There was no way to connect assets on one blockchain to assets on another before bridges. Each blockchain existed in isolation.
However, you might be thinking, “but we can already buy LINK with BTC on any CEX”. The answer is yes. However, LINK and BTC don’t actually interact or know about each other when they do. Neither chain actually performs a transaction on-chain.
In its place, the CEX just has one wallet for every major chain, and it keeps a giant pile of each of its assets in those wallets. CEX trades the BTC/LINK pair by crediting your account with a voucher for some of the LINK in their huge LINK pool, and debiting your account with a voucher for some of the BTC in their huge BTC pool. Because BTC and LINK are on different chains, they make it seem as if you can exchange them directly.
You can actually interact across chains when you use bridges. This is a major development in DeFi.
The Functions of Bridges
In other words, a wrapped coin is a token that resides on one network (usually Ethereum) while representing a coin from another network.
As an example, let’s look at wrapped Bitcoin, the biggest wrapped coin in crypto. WBTC can be created by sending bitcoin to the Bitcoin/Ethereum bridge. On the Ethereum side of the bridge, the equivalent amount of WBTC would be minted in place of your BTC.

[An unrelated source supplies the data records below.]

PR #824, opened 2015-01-19
Sol blockhash tests

LefterisJP:
A small PR with test for the blockhash command in Solidity.

Also some minor improvements to `SolidityExecutionFramework.h`

### DIFF
--- a/test/solidityExecutionFramework.h
+++ b/test/solidityExecutionFramework.h
@@ -29,7 +29,6 @@
 #include <libethereum/State.h>
 #include <libethereum/Executive.h>
 #include <libsolidity/CompilerStack.h>
-#include "TestHelper.h"
 
 namespace dev
 {
@@ -129,12 +128,6 @@ public:
 		return bytes();
 	}
 
-	eth::LastHashes setCurrentBlockNumber(u256 _currentBlockNumber)
-	{
-		m_lastHashes = dev::test::lastHashes(_currentBlockNumber);
-		return m_lastHashes;
-	}
-
 private:
 	template <class CppFunction, class... Args>
 	auto callCppAndEncodeResult(CppFunction const& _cppFunction, Args const&... _arguments)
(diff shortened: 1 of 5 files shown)


test/solidityExecutionFramework.h
```diff
@@ -46,7 +46,20 @@ class ExecutionFramework
...
-		compiler.compile(_sourceCode, m_optimize);
+		try
+		{
+			compiler.compile(_sourceCode, m_optimize);
+		}
+		catch (const std::exception& e)
+		{
+			std::string const* extra = boost::get_error_info<errinfo_comment>(e);
+			std::string msg = std::string("Parsing contract failed with: ") +
+				e.what() + std::string("\n");
```
CJentzsch: you could just do "msg =std::string("Parsing contract failed with: ") + diagnostic_information(_e);" Then you get all possible information.

test/solidityExecutionFramework.h
```diff
@@ -46,7 +46,20 @@ class ExecutionFramework
 	bytes const& compileAndRun(std::string const& _sourceCode, u256 const& _value = 0, std::string const& _contractName = "")
 	{
 		dev::solidity::CompilerStack compiler;
-		compiler.compile(_sourceCode, m_optimize);
+		try
+		{
+			compiler.compile(_sourceCode, m_optimize);
+		}
+		catch (const std::exception& e)
```
CJentzsch: _e

test/solidityExecutionFramework.h
LefterisJP: very good point. Will adjust here and in 2 other places in tests that I can remember.

test/solidityExecutionFramework.h
LefterisJP: did not see that in the coding standard. But by checking around the code we seem to always put underscore in the exception in catch so I will comply. Perhaps we should add a line in the coding standard? A quick look did not show anything.

LefterisJP:
Ok will do, but this is working too since boost::exceptions itself also derives from std::exception. But yes it's better to let those exceptions propagate upwards.

PR #825, opened 2015-01-19
Contract inheritance

chriseth:


libsolidity/Compiler.cpp
```diff
@@ -34,48 +35,84 @@ using namespace std;
...
+	neededFunctions = getFunctionsCalled(nodesUsedInConstructors);
 
 	for (FunctionDefinition const* fun: neededFunctions)
 		m_context.addFunction(*fun);
 
-	if (constructor)
-		appendConstructorCall(*constructor);
+	// Call constructors in base-to-derived order.
+	// The Constructor for the most derived contract is called later.
+	for (unsigned i = 1; i < bases.size(); i++)
```
LefterisJP: maybe `++i`?

libsolidity/Compiler.h
```diff
@@ -32,23 +32,24 @@ class Compiler: private ASTConstVisitor
...
 	bytes getRuntimeBytecode() { return m_runtimeContext.getAssembledBytecode(m_optimize);}
 	void streamAssembly(std::ostream& _stream) const { m_context.streamAssembly(_stream); }
 
 private:
-	/// Registers the global objects and the non-function objects inside the contract with the context.
-	void initializeContext(ContractDefinition const& _contract, std::vector<MagicVariableDeclaration const*> const& _magicGlobals,
+	/// Registers the non-function objects inside the contract with the context.
+	void initializeContext(ContractDefinition const& _contract,
 						   std::map<ContractDefinition const*, bytes const*> const& _contracts);
 	/// Adds the code that is run at creation time. Should be run after exchanging the run-time context
```
LefterisJP: Should be ran

test/SolidityNameAndTypeResolution.cpp
```diff
@@ -369,6 +368,128 @@ BOOST_AUTO_TEST_CASE(hash_collision_in_interface)
...
+}
+
+BOOST_AUTO_TEST_CASE(constructor_visibility)
+{
+	// The constructor of a base class should not be visible in the derived class
+	char const* text = R"(
+		contract A { function A() { } }
+		contract B is A { function f() { A x = A(0); } }
+	)";
+	BOOST_CHECK_NO_THROW(parseTextAndResolveNames(text));
```
LefterisJP: If a constructor of a base class should not be visible in the derived one, then should this test not be using
`BOOST_CHECK_THROW(...)` ?

libsolidity/Compiler.cpp
```diff
@@ -34,48 +35,84 @@ using namespace std;
...
+			if (baseArguments.count(baseContract) == 0)
+			{
+				baseArguments[baseContract] = &base->getArguments();
+				for (ASTPointer<Expression> const& arg: base->getArguments())
+					nodesUsedInConstructors.insert(arg.get());
+			}
+		}
+	}
+
+	//@TODO add virtual functions
```
LefterisJP: From the EndToEndTests there seem to be virtual functions. Is this TODO still relevant?

test/SolidityNameAndTypeResolution.cpp
chriseth: The constructor should not be visible, but since its name is identical to the name of its contract, the name should signify the contract (type), and that is what happens here.

libsolidity/Compiler.cpp
chriseth: Yes, I will create a new PR for this.

PR #830, opened 2015-01-20
Include virtual function overrides in constructor context.

chriseth:


libsolidity/CallGraph.cpp
```diff
@@ -55,7 +55,12 @@ bool CallGraph::visit(Identifier const& _identifier)
 {
 	FunctionDefinition const* fun = dynamic_cast<FunctionDefinition const*>(_identifier.getReferencedDeclaration());
 	if (fun)
+	{
+		if (m_overrideResolver)
+			fun = (*m_overrideResolver)(fun->getName());
+		solAssert(fun, "");
```
LefterisJP: Shouldn't we have a message in solAssert here?

libsolidity/Parser.cpp
```diff
@@ -210,7 +210,8 @@ ASTPointer<FunctionDefinition> Parser::parseFunctionDefinition(bool _isPublic)
 	}
 	ASTPointer<Block> block = parseBlock();
 	nodeFactory.setEndPositionFromNode(block);
-	return nodeFactory.createNode<FunctionDefinition>(name, _isPublic, docstring,
+	bool const c_isConstructor = (_contractName && *name == *_contractName);
```
LefterisJP: why constant bool here?

libsolidity/AST.h
```diff
@@ -280,13 +280,13 @@ class FunctionDefinition: public Declaration
 {
 public:
 	FunctionDefinition(Location const& _location, ASTPointer<ASTString> const& _name,
-					bool _isPublic,
+					bool _isPublic, bool _isConstructor,
```
LefterisJP: Just to be consistent with the rest of the function, you could put `bool _isConstructor` to its own line to have all arguments on their own line

libsolidity/Parser.cpp
chriseth: Why not?

LefterisJP: I think it's an overkill

PR #834, opened 2015-01-21
mix: Web preview and ethereum.js integration

arkpar:
Web preview support will be available only if qt web engine is detected at compile time


mix/CodeModel.cpp
```diff
@@ -156,14 +161,19 @@ void CodeModel::runCompilationJob(int _jobId, QString const& _code)
 	emit compilationCompleteInternal(result.release());
 }
 
-void CodeModel::onCompilationComplete(CompilationResult*_newResult)
+void CodeModel::onCompilationComplete(CompilationResult* _newResult)
```
yann300: Is CompilationResult* is instanciated using a QObject parent? if not maybe use a std:unique_ptr ...

arkpar: unique_ptr can't be used as an argument for signal/slot because of a missing copy constructor. In this case I release a pointer from a unique_ptr before emitting it as a signal and immediately capture to unique_ptr upon entering a slot in a new thread. There will be no leak unless there is a serious internal bug in QT signals/slots processing

mix/CodeModel.cpp
```diff
@@ -55,9 +56,12 @@ CompilationResult::CompilationResult(const dev::solidity::CompilerStack& _compil
 {
 	if (!_compiler.getContractNames().empty())
 	{
-		m_contract.reset(new QContractDefinition(&_compiler.getContractDefinition(std::string())));
+		auto const& contractDefinition = _compiler.getContractDefinition(std::string());
+		m_contract.reset(new QContractDefinition(&contractDefinition));
 		m_bytes = _compiler.getBytecode();
 		m_assemblyCode = QString::fromStdString(dev::eth::disassemble(m_bytes));
+		dev::solidity::InterfaceHandler interfaceHandler;
+		m_contractDefinition = QString::fromStdString(*interfaceHandler.getABIInterface(contractDefinition));
```
chriseth: Why not call it `contractInterface`? In my interpretation, "definition" also includes e.g. private functions.

Issue #820, opened 2015-01-19
mix: manage parameters in contract constructor


yann300:

arkpar:
Moved to PT

PR #837, opened 2015-01-22
Manage parameters in constructor #820

yann300:
Here is the behavior:

If the constructor does not contains parameters:
- Press F5 and it start debugging directly (using default values).
- Create a new state and the contract creation transaction is automatically created.

If the constructor contains parameters:
 - Press F5, a transaction modal dialog appear. This is a light version of the transaction modal dialog, it only contains the list of parameters (balance, value, gas, gasPrice are hidden => use of default values).
 - Create a new state and the contract creation transaction is automatically created (users can change gas, gasPrice, etc...).

Comments are welcome!


mix/qml/TransactionDialog.qml
```diff
@@ -67,112 +87,159 @@ Window {
...
 		}
+		else
+		{
+			item = TransactionHelper.defaultTransaction();
+			item.functionId = transactionDialog.functionId;
+			item.executeConstructor = isConstructorTransaction;
+		}
+
+		if (isConstructorTransaction)
+			item.functionId = qsTr("Constructor");
```
arkpar: This should include some special symbol, to avoid potential conflict with function name

arkpar: Ok, I see it is not used to id the constructor

mix/ClientModel.cpp
```diff
@@ -215,14 +217,20 @@ void ClientModel::showDebugError(QString const& _error)
 	m_context->displayMessageDialog(tr("Debugger"), _error);
 }
 
-ExecutionResult ClientModel::deployContract(bytes const& _code)
+ExecutionResult ClientModel::deployContract(bytes const& _code, TransactionSettings const& ctrTransaction)
```
gavofyork: `_ctrTransaction` (note underscore)

mix/ClientModel.h
```diff
@@ -116,8 +121,8 @@ private slots:
 
 private:
 	QString contractAddress() const;
-	void executeSequence(std::vector<TransactionSettings> const& _sequence, u256 _balance);
-	ExecutionResult deployContract(bytes const& _code);
+	void executeSequence(std::vector<TransactionSettings> const& _sequence, u256 _balance, TransactionSettings const& ctrTransaction = TransactionSettings());
```
gavofyork: don't kill the underscore!

yann300:
When the user press F5 and if a contract constructor contains parameters, the user is asked to fill the parameters. When a new state is created, the transaction deploying the contract is added in the list and the user can fill in the parameters.

PR #840, opened 2015-01-23
LLVM lshr bug workaround

chfast:


CJentzsch:
I checked it, and the tests tun through now.

Issue #609, opened 2014-12-14
mix: Code editor


arkpar:
Line numbers
Syntax highlighting
Bracket matching
Auto-completion
Error and warning annotations

arkpar:
Auto-completion and Error and warning annotations filed as separate issues

PR #845, opened 2015-01-23
mix: CodeMirror code editor #609

arkpar:


mix/qml/WebPreview.qml
```diff
@@ -27,7 +27,10 @@ Item {
 	}
 
 	function updateContract() {
-		webView.runJavaScript("updateContract(\"" + clientModel.contractAddress + "\", " + codeModel.code.contractInterface + ")");
+		var contractInterface = codeModel.code.contractInterface;
```
yann300: contractInterface cannot directly return  an empty array?

PR #855, opened 2015-01-23
fix gasPrice*gasLimit + value overflow

CJentzsch:
extremely important! Without the fix, the testcase "OverflowGasMakeMoney" would result in a post state with the sender account having a balance of 2**256-500 wei. So basically it opens up the opportunity to create as much ether as you want.


libethereum/Executive.cpp
```diff
@@ -82,7 +82,7 @@ bool Executive::setup(bytesConstRef _rlp)
 	}
```
chriseth: No cast to bigint necessary anymore in the line above :-)

PR #856, opened 2015-01-23
Function modifiers.

chriseth:


chriseth:
Tiny thing still missing: Modifiers for constructors are allowed by the parser (and should), but are not executed.

chriseth:
Correction: Modifiers on constructors already work, added a test.

PR #861, opened 2015-01-24
add evmjit build status

caktux:


chfast:
On build server, run tests as `testeth --jit`

PR #1071, opened 2015-02-16
Test Correction

winsvega:
etherpad check

### DIFF
--- a/test/ttTransactionTestFiller.json
+++ b/test/ttTransactionTestFiller.json
@@ -241,21 +241,6 @@
         }
     },
 
-    "WrongAddress" : {
-        "transaction" :
-        {
-            "data" : "",
-            "gasLimit" : "",
-            "gasPrice" : "",
-            "nonce" : "",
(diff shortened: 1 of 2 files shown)


test/ttTransactionTestFiller.json
```diff
@@ -241,21 +241,6 @@
         }
     },
 
-    "WrongAddress" : {
```
CJentzsch: Why do you remove this testFiller?

winsvega: because when we try to read this wrong address from json filler, an exception is thrown not producing a test rlp and it makes a failure
instead I created wrong transaction rlps manually in ttWrongRLPTransaction.json




Четверг, 19 февраля 2015, 4:27 -08:00 от Christoph Jentzsch <notifications@github.com>:
>In  test/ttTransactionTestFiller.json :
>> @@ -241,21 +241,6 @@
>          }
>      },
>  
> -    "WrongAddress" : {
>Why do you remove this testFiller?
>—
>Reply to this email directly or  view it on GitHub .


--------------
Wins Vega Wins

PR #1074, opened 2015-02-16
Mix: Allow more than one contract

arkpar:
TODO: Contract dependencies (deployment in correct order)


mix/ClientModel.cpp
```diff
@@ -181,7 +188,7 @@ void ClientModel::setupState(QVariantMap _state)
 				transactionSettings.parameterValues.push_back(param);
 			}
 
-			if (transaction.value("executeConstructor").toBool())
+			if (contractId == functionId || functionId == "Constructor")
```
yann300: Maybe it's possible to continue using transaction.value("executeConstructor").toBool()
rather than : functionId == "Constructor" as this label "Constructor" will certainly be changed.

mix/ClientModel.cpp
```diff
@@ -172,8 +177,10 @@ void ClientModel::setupState(QVariantMap _state)
...
 		else
 		{
+			if (contractId.isEmpty() && m_context->codeModel()->hasContract()) //TODO: This is to support old project files, remove later
+				contractId = m_context->codeModel()->contracts().keys()[0];
 			QVariantList qParams = transaction.value("qType").toList();
-			TransactionSettings transactionSettings(functionId, value, gas, gasPrice);
+			TransactionSettings transactionSettings(contractId, functionId, value, gas, gasPrice);
 
 			for (QVariant const& variant: qParams)
 			{
```
yann300: brace?

mix/ClientModel.cpp
arkpar: The "Constructor" label is no more. This code is to support old project files, will be removed once everyone upgrades

mix/ClientModel.cpp
arkpar: There are two lines in the block, github hides the second

PR #1082, opened 2015-02-17
latest changes from ethereum.js 

debris:
* version `0.0.13` -> `0.0.15`
* added transactionCount && uncleCount methods
* updated Readme
* more testable code
* tests
* coveralls.io integration (not run by default)
* gulpfile.js refactored


libjsqrc/ethereumjs/lib/watches.js
```diff
@@ -0,0 +1,49 @@
...
+    { name: 'getMessages', call: 'eth_filterLogs' }
+    ];
+};
+
+/// @returns an array of objects describing web3.shh.watch api methods
+var shh = function () {
+    return [
+    { name: 'newFilter', call: 'shh_newFilter' },
+    { name: 'uninstallFilter', call: 'shh_uninstallFilter' },
+    { name: 'getMessages', call: 'shh_getMessages' }
```
gavofyork: should be `messages`, consistent with the naming of other watchables, `logs` and `events`.

gavofyork:
rename required as discussed.

libjsqrc/ethereumjs/lib/watches.js
debris: these methods are used only internally by filter.js and are not publicly visible.

Methods that are exposed can be found [here](https://github.com/debris/cpp-ethereum/blob/jsonrpc/libjsqrc/ethereumjs/lib/filter.js#L102-L109).
```javascript
  return {
        changed: changed,
        arrived: changed,
        happened: changed,
        messages: messages,
        logs: messages,
        uninstall: uninstall
    };
```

With your WBTC on the Ethereum side, you can do anything you want with it within the Ethereum ecosystem. Because it’s an erc20 token, you can use it in the same way you would use any other token on Ethereum.
WBTC can be bridged back to the Bitcoin network by sending it to the bridge, where it will be burned, and you will then be able to use your locked BTC on the Bitcoin side.
The bridge will always allow you to exchange 1 WBTC for 1 BTC, and vice versa. By fixing the exchange rate, arbitrage traders are able to take advantage of any divergence in the prices of BTC and WBTC by sending some of the cheaper asset over the bridge in exchange for the more expensive asset, which would correct the price difference. Therefore, a wrapped coin is always pegged to its native version, since they are backed 1-to-1.
WBTC can also be redeemed for BTC even if it wasn’t constructed by them (say, they bought their WBTC from someone else on the Ethereum network), because the amount of WBTC in existence will always match the amount of BTC locked at the bridge. If ever you decide to redeem your WBTC, you know there is an equally-sized pile of BTC waiting for you on the other side of the bridge regardless of where you acquired it.